# HELP! Havanese has HUGE mats!



## moepurple (May 14, 2012)

My Havanese has HUGE mats! There is a huge clump by her booty that won"t come out! I've brushed at her for HOURS! She is 10 months old. My parents are on vacation and I feel horrible, they are so attached to her long beautiful coat. Does she have to get shaved?


----------



## angiern2004 (Apr 24, 2011)

Possibly, depending on how bad the mats are. Don't worry, hair grows. Maybe just the bad matted sections can be trimmed out? 

You came to the right place, we all understand. She may be blowing coat, so there may be many more mats to come. How often is she combed out?


----------



## HavaneseSoon (Nov 4, 2008)

Call your folks. It happens quickly with those mats!


----------



## HavaneseSoon (Nov 4, 2008)

I would slice through the mat, by dragging sharp scissors through then remove


----------



## HavaneseSoon (Nov 4, 2008)

The mat is VERY close to the skin.


----------



## moepurple (May 14, 2012)

She is combed out at least 2-3 times a week. And the mat is so big, if I cut it out she will have a short patch, it will look weird. It covers her entire right booty area, it's sort of above the leg and next to the tail.


----------



## angiern2004 (Apr 24, 2011)

I'm confused, is it your dog or your parents' dog? I agree about calling your parents if it is their dog. What to do about it is really up to them if it is.

Some people regularly trim the heiny for cleanliness. Maybe a groomer can trim it out and make it all blend in, depending on where the mat is.

Are there mats forming anywhere else? If she is blowing coat she'll need combed every day, with a comb, not a brush.


----------



## HavaneseSoon (Nov 4, 2008)

If she has mats there, look behind the ears too. If you drag the scissors through, you are loosening up the mat so some knots can be removed.


----------



## Pipersmom (Jul 27, 2009)

Try cornstarch before cutting if it's only one area. Really work it in to the mat and then comb. It really helps!


----------



## moepurple (May 14, 2012)

She is OUR dog. I am 15, so she belongs to my parents, my sister, and me. A family friend is staying with us while my parents are away. My parents are usually the ones to brush her and bathe her, so we've been doing that, but I guess we failed since she has the biggest mat I have ever seen! 

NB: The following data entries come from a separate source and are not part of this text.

PR #1332, opened 2020-12-10
Update Helm chart to latest released operator version

babbageclunk:
- Use more best practices for Helm charts as defined here: https://helm.sh/docs/chart_best_practices/conventions/
  - Update chart to contain recently added resources.
  - Update chart version to 1.0.0, so that we can begin following semver more closely.

This is based on #1316 but rolls back the controller-tools dependency to 0.2.5.

As noted in a [comment on the previous PR](https://github.com/Azure/azure-service-operator/pull/1316#issuecomment-736139050), we haven't updated the aad-pod-identity dependency yet because they have a list parameter that doesn't merge nicely with user-provided config. When the fix for [this bug](https://github.com/Azure/aad-pod-identity/issues/885) is released we'll update this dependency.


theunrepentantgeek (approved):
:shipit:

PR #1336, opened 2020-12-20
Continue reconciling Azure SQL managed users for unknown errors

babbageclunk:
These could be setup issues like the AAD admin not being set on the server - giving up on the first try means the only way to get the user created successfully is to edit the resource to remove the finalizer, delete it, then re-add. The Ensure for non AAD users doesn't use this pattern of returning true, nil when it can't reach the server.

**If applicable**:
- [ ] this PR contains tests


pkg/resourcemanager/azuresql/azuresqlmanageduser/azuresqlmanageduser_reconcile.go
```diff
@@ -81,9 +81,8 @@ func (s *AzureSqlManagedUserManager) Ensure(ctx context.Context, obj runtime.Obj
 			return false, nil
 		}
 
-		// Other failures are terminal
 		instance.Status.SetFailedProvisioning(instance.Status.Message)
-		return true, nil
+		return false, nil
```
theunrepentantgeek, line 85: Ergh. I dislike returning boolean values unless they have really simple meanings - better to define an enumeration and be declarative. Something for later, perhaps.

theunrepentantgeek (approved):

pkg/resourcemanager/azuresql/azuresqlmanageduser/azuresqlmanageduser_reconcile.go
babbageclunk: Agreed! Especially here for Ensure and for Delete - the meaning of these booleans are pretty unclear, you basically need to read the AsyncReconciler code to see how they're used. I'm going to make an issue to clean them up - but obviously it's spread across all of the manager types unfortunately.

matthchr (approved):

PR #1342, opened 2020-12-27
feat: added in azure container registry resource

chrismellard:
New Azure Container Registry operator.

First contribution here and had some dramas getting the Makefile to function well on a Mac. These were

- `sed -i'' -e` causes a backup with an extension of `-e` for me. To resolve for me on a Mac required a space like `sed -i '' -e`
- Redundant `sed` command in `make update` which calls `make docker-image` that already uses `sed` to replace the kustomize patch image version of the controller
- `kind>=0.7` necessitated `--loglevel=trace` => `-v=4` or pick another verbosity level beyond 4!
- `kind>=0.7` necessitated specifying `--name <kind-cluster-name<>` on any `kind` commands
- `kind>=0.7` has deprecated `kind get kubeconfig-path` so replaced this with `kubectl config current-context` to check we're pointing to kind cluster

Other than that the rest of the changes are all ACR operator specific.


matthchr:
Closing this in favor of the ASO v2 PR that was merged here: #2074

Issue #1327, opened 2020-12-08
Bug: Helm install missing POD_NAMESPACE on deployment, CRDs don't work


kyschouv:
**Describe the bug**
We're installing using the Helm chart, and there are a couple of issues. First of all, pods for the `azureoperator-controller-manager` deployments log an error from the `manager` container complaining that the `POD_NAMESPACE` environment variable isn't set. If the deployment is manually patched, then the pod eventually outputs this error:

```
ERROR   setup   problem running manager {"error": "no matches for kind \"MySQLAADUser\" in version \"azure.microsoft.com/v1alpha1\""}

github.com/go-logr/zapr.(*zapLogger).Error
        /go/pkg/mod/github.com/go-logr/zapr@v0.1.0/zapr.go:128
main.main
        /workspace/main.go:980
runtime.main
        /usr/local/go/src/runtime/proc.go:203
```

In both cases, ASO is unusable.

**To Reproduce**

Install chart version 0.1.0 using the following values file (we're using Kubernetes version 1.18.10):

Values file:
```
azureSubscriptionID: {subscription}
azureTenantID: {tenant}
azureUseMI: true
```

**Additional context**
We're using Terraform to manage this deployment, but that shouldn't impact anything, as it's still just using Helm under the hood.

Is the Helm chart still the recommended install method? Should we be using Operator Lifecycle Manager or something to manage the install? Will that work with a managed identity? (we're trying to use managed identities wherever possible).

babbageclunk:
Thanks @kyschouv - I should have released an update for the helm chart when I did the last release, it looks like that will be the cause of both the POD_NAMESPACE and MySQLAADUser errors. Sorry about that - I'll update it today!

Deploying with Helm is still the recommended install method, although there are some issues with CRD updates for Helm that are still open - discussion here: https://github.com/helm/helm/issues/5871
We're not sure how best to handle that problem.

Installing with OLM would also work, but the latest version isn't on operatorhub yet either - I'll start that process too. (It would preventthe issue of the chart and image being out of sync.) OLM can support managed identity.

kyschouv:
Do you have an indication of whether Helm or OLM will be a more stable method of installation for the time being (i.e. next 3-6 months)? It's feeling like OLM is probably the way to go, especially as CRDs are likely to be added and potentially changed, and that Helm issue has been open for nearly a year and a half now without resolution. However, if it's not being updated as frequently, that might point at Helm being the best choice? And just dealing with CRD challenges?

[...]

PR #1345, opened 2021-01-05
Refer to a specific ASO image tag in the helm chart

babbageclunk:
Extend the helm-chart-manifests target to get the latest release from the github  API and include it in the chart values.yaml so that deploying the chart will get the matching image from the registry.

This will prevent errors caused by the helm chart referring to :latest but not including CRDs for the types included in the released operator image (if there is a delay between image release and the chart being updated).

Fixes the underlying problem in #1327 - now the helm chart won't be broken in that situation because it will explicitly still refer to the previously-released image.

gif


charts/azure-service-operator/templates/generated/apps_v1_deployment_azureoperator-controller-manager.yaml
```diff
@@ -18,16 +18,6 @@ spec:
...
-        - --secure-listen-address=0.0.0.0:8443
-        - --upstream=http://127.0.0.1:8080/
-        - --logtostderr=true
-        - --v=10
-        image: gcr.io/kubebuilder/kube-rbac-proxy:v0.5.0
-        name: kube-rbac-proxy
-        ports:
-        - containerPort: 8443
-          name: https
       - args:
```
matthchr, line 21: Unsure if this change is expected, but it looks harmless so signing off.

matthchr (approved):

charts/azure-service-operator/templates/generated/apps_v1_deployment_azureoperator-controller-manager.yaml
babbageclunk: Yeah, I looked at that - as far as I can tell it's just moved the section from one place to another, presumably some non-determinism in the generator?

Issue #1351, opened 2021-01-11
Remove ClientID option on KeyVault AccessPolicy


matthchr:
**Describe the current behavior**
We have `ClientID` today and we try to translate that into an `ObjectID`.

**Describe the improvement**
It would be great if this worked universally but unfortunately depending on what permissions the ASO service principal or managed identity has on the subscription it may or may not have permission to call the API required to look up the `ObjectID` from the `ClientID`. The KeyVault API requires an `ObjectID` so rather than trying to be smart we should just make the customer supply the same ID that KeyVault expects.

matthchr:
Leaving this open as an FYI, but not intending to fix this at this time as V1 is in critical fixes only mode.

matthchr:
Closing this given ASOv1 is in maintenance mode and this isn't a critical issue

PR #1352, opened 2021-01-11
Provision AccessPolicy and KeyVault at same time

### LINKED ISSUE #1298: Bug: AzureKeyVault accesspolicy issues
**Describe the bug**
1. If we update the access policy by adding or removing a new entity, the access policy won't get updated in azure but the status of the CRD is successfully provisioned.
2. If we add/update an invalid identity to access policy (like a client id that doesn't exist at all), it doesn't show any error message in the crd status and the status of CRD gets successfully provisioned.

If you attempt to do the above with `networkPolicies` everything works as expected.

matthchr:
The operator was originally reconciling AccessPolicy's after the rest of the KV
had been created (see: #1158). This isn't actually required because even doing
this there are tons of reasons that this can fail. I've filed #1351 to track
removing ClientID from the CRD in a future API version as there are a ton of
obscure ways that we can fail to translate that ID into an ObjectID.

Closes #1298

**If applicable**:
- [x] this PR contains tests

### DIFF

Will the scissor trick cut her fur? It's so big that cutting will make her look horrible!
I tried testing my parents and they said they'd look when they get back, which isn't for two more days.


----------



## moepurple (May 14, 2012)

Oops I mean texting*


----------



## angiern2004 (Apr 24, 2011)

try the cornstarch and combing thing. at least that's something that doesn't require cutting, and something to try before they come home that's not going to harm her if it doesn't work, either.


----------



## Lizzie'sMom (Oct 13, 2010)

I have really good luck getting mats out when the hair is wet. You could use a conditioning spray or just get her butt wet and put conditioner in it and comb it out. Then rinse the conditioner and blow it dry.


----------



## Izzy-bella (Mar 26, 2011)

I agree the corn starch has saved me many a time. Rub a lot into the matted area working really well. If you take scissors to it don't try to cut it all off, just cut into it at various spots (a blunt tip scissors works well so you dont cut her skin) clipping here and there and comb a little at a time. Hopefully the mat will come out a little at a time and not leave a bare spot. Good luck


----------



## pjewel (Apr 11, 2007)

Don't be too hard on yourself. This is coat blowing stage and it's a nightmare for many of us. I'm fighting a huge booty mat on Ruby right now too (second time around). The only good thing about it is it does eventually go away.


----------



## TilliesMom (Sep 30, 2010)

((HUGS)) yup, definitly coat blowing (losing puppy coat) ... when your parents get back be sure to let them know your hav NEEDS to be combed at LEAST once a day preferably twice and down to the skin for now. Coat blowing is NO joke!! We have to stay ahead of those matts, cause they happen FAST!


----------



## Lizzie'sMom (Oct 13, 2010)

Oh I forgot. Start from the bottom of the mat and work your way up to the skin. I agree with Tammy, you will need to line comb while the coat is a blowin'.


----------



## HavaneseSoon (Nov 4, 2008)

Don't cut the mat out.


----------



## FancyNancy (Oct 7, 2009)

I would leave your dog alone at this point. Combing her for "hours" sounds like torture for both of you. Just give her some rest (and yourself) and wait for your parent to come home and get her to a groomer. Don't start cutting - you could end up cutting the poor dog and then you'll have a real problem. Mats are not the worst thing in the world. Coming home to a traumatized dog and an even more traumatized 15-year old would be much worse than some silly mats! Sit, down., take a deep breath, and give the little puppy some cuddles.


----------



## tootle (Jun 19, 2007)

Do you have any detangler that you use for your own hair or something like BioSilk. If so, rub that into the mat and leave it in for a while. Working a little at a time, for your sake and the pups (lol), work with your comb and try to pull away a few hairs at a time. You may end up with some clumps where the loose hairs have wound around the other hair but those hairs had fallen out anyway so no loss. I agree that you should take some deep breathes and work on it a little at a time. When a Hav is blowing coat, this can happen overnight!!!


----------